• [Problem to work on]: Where a line in the records below includes "fixes", pull that line out.

##### Records provided

PR #3541, opened 2026-02-20
[rocprofiler-systems] Add `rocprof-sys-python` binary

kcossett-amd:
## Motivation

Add `rocprof-sys-python` binary.

AIPROFSYST-122

## Technical Details

`rocprof-sys-python` is now in `dist/rocm/bin`.

The corresponding Python package (including the native binding) is located under: 
 - Single Python version: `dist/rocm/lib/python3.<version>/site-packages/rocprofsys`
 - Multiple Python versions: `dist/rocm/lib/python/site-packages/rocprofsys`

Updated artifacts so that it respects https://github.com/ROCm/TheRock/blob/main/docs/development/artifacts.md#component-types

## Test Plan

Workflows + Manual

## Test Result

Build locally on current branch. Building with a single version produces the correct output, same with multiple versions.

Running `output-linux-portable/build/dist/rocm/bin/rocprof-sys-python --help` produces the expected output.

## Submission Checklist


profiler/CMakeLists.txt
```diff
@@ -230,6 +230,34 @@ endif(THEROCK_BUILD_TESTING)
...
+    # ROOT_DIR tracking so rocprofiler-systems can auto-discover
+    # each Python version from ROCPROFSYS_PYTHON_ROOT_DIRS.
+    set(_rocprofsys_python_config
+      "${CMAKE_CURRENT_BINARY_DIR}/rocprofiler-systems/rocprofsys_python_config.cmake")
+    file(WRITE "${_rocprofsys_python_config}"
+      "# Generated by TheRock - clears Python3 cache state so rocprofiler-systems\n"
+      "# can discover each Python version independently for pybind11 modules.\n"
+      "unset(Python3_EXECUTABLE CACHE)\n"
+      "unset(_Python3_ROOT_DIR_LAST CACHE)\n"
+    )
```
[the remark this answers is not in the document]
kcossett-amd: Incorrect. Per CMake documentation for 3.25 (https://cmake.org/cmake/help/v3.25/command/file.html), it creates the file if it does not exist, including any missing directories in the path.

profiler/CMakeLists.txt
```diff
@@ -230,6 +230,34 @@ endif(THEROCK_BUILD_TESTING)
...
+    set(_rocprofsys_python_root_dirs)
+    foreach(_exe IN LISTS _detected_python_executables)
+      cmake_path(GET _exe PARENT_PATH _bin_dir)
+      cmake_path(GET _bin_dir PARENT_PATH _root_dir)
+      string(REPLACE "/opt/python/" "/opt/python-shared/" _shared_root "${_root_dir}")
+      if(EXISTS "${_shared_root}/lib" AND NOT "${_shared_root}" STREQUAL "${_root_dir}")
+        list(APPEND _rocprofsys_python_root_dirs "${_shared_root}")
+      elseif(EXISTS "${_root_dir}/lib")
+        list(APPEND _rocprofsys_python_root_dirs "${_root_dir}")
+      endif()
```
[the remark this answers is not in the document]
kcossett-amd: hmm... let me take a look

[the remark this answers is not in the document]
kcossett-amd: ̶F̶a̶i̶r̶ ̶p̶o̶i̶n̶t̶,̶ ̶l̶e̶t̶ ̶m̶e̶ ̶u̶s̶e̶ ̶`̶_̶t̶h̶e̶r̶o̶c̶k̶_̶c̶h̶e̶c̶k̶_̶p̶y̶t̶h̶o̶n̶_̶s̶h̶a̶r̶e̶d̶_̶l̶i̶b̶r̶a̶r̶y̶(̶)̶`̶ ̶t̶o̶ ̶e̶n̶s̶u̶r̶e̶ ̶t̶h̶e̶ ̶l̶i̶b̶ ̶a̶c̶t̶u̶a̶l̶l̶y̶ ̶e̶x̶i̶s̶t̶s̶ ̶i̶n̶s̶t̶e̶a̶d̶ ̶o̶f̶ ̶j̶u̶s̶t̶ ̶c̶h̶e̶c̶k̶i̶n̶g̶ ̶t̶h̶a̶t̶ ̶t̶h̶e̶ ̶l̶i̶b̶ ̶f̶o̶l̶d̶e̶r̶ ̶e̶x̶i̶s̶t̶e̶d̶.̶ ̶
 
 We can't do this. If we pre-filter and pass in an empty `ROCPROFSYS_PYTHON_ROOT_DIRS`, then the detection logic in rocprof-sys falls back to `rocprofiler_systems_find_python(_PY REQUIRED)`, which will cause build failure on static-only python. 
 When we pass candidates (what I do originally), rocprof-sys will skip if it lacks libpython. 
 
 Essentially, we let `rocprofiler-systems` handle finding python.

marbre:
@lumachad as you're in a similar boat with debuggers, could you review the approach followed in this patch?

dgaliffiAMD:
I have reviewed the artifacts and confirmed the pybind libraries are built and installed.

```
- lib/python/sites-packages/rocprof-sys/
  - libpyrocprofsys.cpython-310-x86_64-linux-gnu.so
  - libpyrocprofsys.cpython-311-x86_64-linux-gnu.so
  - libpyrocprofsys.cpython-312-x86_64-linux-gnu.so
  - libpyrocprofsys.cpython-313-x86_64-linux-gnu.so
```

My question is: do the libraries have to be installed to `lib/python3.X` rather that a monolithic `lib/python` to be compatible with the "pip install".

kcossett-amd:
Pinging @lumachad for review

dgaliffiAMD:
Hi @marbre & @lumachad, do you have any addition feedback for Kian's change? Thank you.

lumachad:
Sorry, I completely missed these pings. Let me try to understand what this is doing.

profiler/CMakeLists.txt
```diff
@@ -240,6 +240,33 @@ if(THEROCK_ENABLE_ROCPROFV3)
       string(REPLACE ";" "\\;" _ROCPROFSYS_GFX_TARGETS_ESCAPED "${THEROCK_DIST_AMDGPU_TARGETS}")
     endif()
 
+    # rocprofiler-systems requires Development.Embed (libpython) for pybind11.
+    # On manylinux, /opt/python/ lacks libpython but /opt/python-shared/ has it.
+    # For each detected Python, try its shared counterpart first, then the original.
```
lumachad: I think the assumption that /opt/python and /opt/python-shared contain a matching number of versions is wrong. We control what gets put into /opt/python-shared, but we don't control what is in /opt/python, I don't think. They have differing python versions.

Safest here would be to use the discovery code to find out what's available in /opt/python. This gets passed to the configuration via -DTHEROCK_DIST_PYTHON_EXECUTABLES and we have detection code this cmake file already calls and stores the result in _detected_python_executables.

Also, since you seem to require a lookup in /opt/python-shared, which is provided via -DTHEROCK_SHARED_PYTHON_EXECUTABLES, it might make sense to also use the python-shared detection/discovery code like in rocgdb's cmake file. See here: https://github.com/ROCm/TheRock/blob/222992d7fd5dac40fd210df3bd5164d91b276871/debug-tools/CMakeLists.txt#L186

That way you have a couple lists of what's definitely available and detected, and you can make the right choice.

What I don't fully understand here is why we're trying both /opt/python and /opt/python-shared. Is this specific to this particular subproject? It seems to me it would be best to just use /opt/python-shared if that's what gives you the required dependencies/features.

You should also keep in mind we may be building things outside of the manylinux container, and in that case we have no idea where the python executables are. Either the developer will pass that to configure via -DTHEROCK_DIST_PYTHON_EXECUTABLES and -DTHEROCK_SHARED_PYTHON_EXECUTABLES or we will have to detect it some other way.

In any case, I think we should add some status messages here stating what has been found, versions etc... so developers can quickly stare at the build and figure out what was picked and why.

profiler/CMakeLists.txt
```diff
@@ -240,6 +240,33 @@ if(THEROCK_ENABLE_ROCPROFV3)
...
+    set(_rocprofsys_python_root_dirs)
+    foreach(_exe IN LISTS _detected_python_executables)
+      cmake_path(GET _exe PARENT_PATH _bin_dir)
+      cmake_path(GET _bin_dir PARENT_PATH _root_dir)
+      string(REPLACE "/opt/python/" "/opt/python-shared/" _shared_root "${_root_dir}")
```
lumachad: So based on my big comment above, I don't think we should assume /opt/python-shared is available. We should use the detection logic for both dist python (/opt/python) and shared python (/opt/python-shared).

profiler/CMakeLists.txt
```diff
@@ -240,6 +240,33 @@ if(THEROCK_ENABLE_ROCPROFV3)
       string(REPLACE ";" "\\;" _ROCPROFSYS_GFX_TARGETS_ESCAPED "${THEROCK_DIST_AMDGPU_TARGETS}")
     endif()
 
+    # rocprofiler-systems requires Development.Embed (libpython) for pybind11.
+    # On manylinux, /opt/python/ lacks libpython but /opt/python-shared/ has it.
```
lumachad: Just a general comment that mentioning libpython here was slightly confusing, as I did not find any executable or library linked against libpython.

profiler/CMakeLists.txt
```diff
@@ -240,6 +240,33 @@ if(THEROCK_ENABLE_ROCPROFV3)
...
+    # Clear the injected executable and CMake's internal
+    # ROOT_DIR tracking so rocprofiler-systems can auto-discover
+    # each Python version from ROCPROFSYS_PYTHON_ROOT_DIRS.
+    set(_rocprofsys_python_config
+      "${CMAKE_CURRENT_BINARY_DIR}/rocprofiler-systems/rocprofsys_python_config.cmake")
+    file(WRITE "${_rocprofsys_python_config}"
+      "# Generated by TheRock - clears Python3 cache state so rocprofiler-systems\n"
+      "# can discover each Python version independently for pybind11 modules.\n"
+      "unset(Python3_EXECUTABLE CACHE)\n"
+      "unset(_Python3_ROOT_DIR_LAST CACHE)\n"
```
lumachad: I don't fully understand this section. Is there a reason why we need to clear the cache manually in here?

profiler/CMakeLists.txt
```diff
@@ -260,13 +287,16 @@ if(THEROCK_ENABLE_ROCPROFV3)
         -DROCPROFSYS_BUILD_FOR_THEROCK=ON
         -DROCPROFSYS_GFX_TARGETS="${_ROCPROFSYS_GFX_TARGETS_ESCAPED}"
         -DROCPROFSYS_BUILD_SPDLOG=OFF
+        -DROCPROFSYS_USE_PYTHON=ON
```
lumachad: Can -DROCPROFSYS_USE_PYTHON ever be OFF? Maybe if we find no usable Python's? If so, I'd throw a fatal error stating we're missing something fundamental.

profiler/CMakeLists.txt
kcossett-amd: TheRock injects the cached variables into our project when it builds it. It acts as a user override that even forces `find_package(Python3 ... EXACT)` to use the cached variable instead of searching for the proper version. 

We can move this logic to our side of the code. Though I suppose it would be nice if there was an option to prevent TheRock from injecting this (if there is one, please let me know :D)

profiler/CMakeLists.txt
kcossett-amd: Did some digging, we do not require this, but our code was looking for Development as it was written before cmake `3.18`. I have a PR that fixes this and everything worked out great. I'll be removing this part.

profiler/CMakeLists.txt
kcossett-amd: I'll be switching to using `therock_detect_python_versions` since we do not need the share lib.

profiler/CMakeLists.txt
kcossett-amd: Technically yes, but the `rocprofiler-sdk` code throws a `FATAL_ERROR` if no python versions are found. I'll still add a block for it, but unless they change their code, it'll never be reached. 

`rocprofiler-sdk` snippet:
```
  therock_detect_python_versions(_detected_python_executables _detected_python_versions)
  if(NOT _detected_python_versions)
    message(FATAL_ERROR "No Python versions detected for rocprofiler-sdk")
    set(_detected_python_versions_str "")
  else()
```

profiler/CMakeLists.txt
kcossett-amd: Originically, I was using `throck_detect_shared_python_executables`, but I had improperly handled it thinking I had a problem, so I fell back to this. 

Anyhow, I'll be switching to using `therock_detect_python_versions`, which will handle `-D THEROCK_DIST_PYTHON_EXCUTABLES` as we no longer require a shared lib.

kcossett-amd:
Requires https://github.com/ROCm/rocm-systems/pull/3859

lumachad:
I suppose we're waiting for a rocm-systems bump to pick https://github.com/ROCm/rocm-systems/pull/3859 up before we move forward with this one?

kcossett-amd:
> I suppose we're waiting for a rocm-systems bump to pick [ROCm/rocm-systems#3859](https://github.com/ROCm/rocm-systems/pull/3859) up before we move forward with this one?

Yes. Unfortunately, #3904 has failing tests so who knows when the next bump will be.

lumachad:
> > I suppose we're waiting for a rocm-systems bump to pick [ROCm/rocm-systems#3859](https://github.com/ROCm/rocm-systems/pull/3859) up before we move forward with this one?
> 
> Yes. Unfortunately, #3904 has failing tests so who knows when the next bump will be.

Understood. Please ping me (directly or indirectly) when this gets moving again. FTR, the latest changes look reasonable to me.

marbre (commented):
> > > I suppose we're waiting for a rocm-systems bump to pick [ROCm/rocm-systems#3859](https://github.com/ROCm/rocm-systems/pull/3859) up before we move forward with this one?
> > 
> > 
> > Yes. Unfortunately, #3904 has failing tests so who knows when the next bump will be.
> 
> Understood. Please ping me (directly or indirectly) when this gets moving again. FTR, the latest changes look reasonable to me.

Please request a re-review once the build is green. I'd like to take a look at the artifacts produced as I am not able to fully parse what

> If a single version of python is used to build:
>    Respective python lib in dist/rocm/lib/python3.<version>/site-packages/rocprofsys
>
> If multiple versions are used:
>    Python lib under dist/rocm/lib/python/site-packages/rocprofsys

in the PR description means. Normally `python/site-packages` does not exist as far as I am aware and we only use a _single_ Python version to build the Python agnostic wheels. However, the above sounds like this might not be version agnostic any longer and it might need more changes (without me looking at what profiler does in its build).

kcossett-amd:
I've taken a look at the artifacts and all seems in place. In our `lib` artifact, the required python bindings are under:
`profiler/rocprofiler-systems/stage/lib/python/site-packages/rocprofsys`

lumachad:
I'm happy with this version, but CI seems to have skipped testing again.

kcossett-amd:
> I'm happy with this version, but CI seems to have skipped testing again.

Testing is specific to rocprofiler-systems via the `test:rocprofiler-systems` labels.

kcossett-amd:
Pinging @marbre for re-review

kcossett-amd:
> > I've taken a look at the artifacts and all seems in place. In our `lib` artifact, the required python bindings are under: `profiler/rocprofiler-systems/stage/lib/python/site-packages/rocprofsys`
> 
> I didn't noticed this earlier, but why is a _binary_ in the `lib` artifact? It should rather be in run, shouldn't it? I further checked the Python packages and it is not included and I still think the layering might not work in this case as expected. Thus cannot test how this behaves if they go into the wheels.

For your point on the artifacts, yes, some are not where they should be. I'll be addressing that shortly.

For the python wheels, it seems we are not included in the wheels yet until #3720 (and its Phase 3) are merged.

kcossett-amd:
Awaiting `rocm-systems` bump #4193. It fixes the sanity checks.

kcossett-amd:
> could you please clarify a bit your pr description?
> 
> i dont fully get this statement:
> 
> > Respective rocprof-sys-python- scripts are never built as the logic for that lies in rocprof-sys-python-tests.cmake, which is never reached when ROCPROFSYS_BUILD_FOR_THEROCK=ON.
> 
> while at the same time later it is said "pybind libraries are built and installed"? it would be good explain this a bit more for non-rocprofsys experts.

For the `rocprof-sys-python-<version>` scripts: these are test helper scripts generated by `rocprof-sys-python-tests.cmake`. They're not part of a normal install; they only exist for running the Python test suite. I just wanted to call that out in case anyone throught that they were missing... which I did a poor job of.

For the "pybind libraries are built and installed", what I meant was the `rocprofsys` python package (including the pybind11 binding, being the `libpyrocprofsys...`) is build and installed (see updated PR desc).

##########

• [Expected output]:
kcossett-amd: Did some digging, we do not require this, but our code was looking for Development as it was written before cmake `3.18`. I have a PR that fixes this and everything worked out great. I'll be removing this part.
Awaiting `rocm-systems` bump #4193. It fixes the sanity checks.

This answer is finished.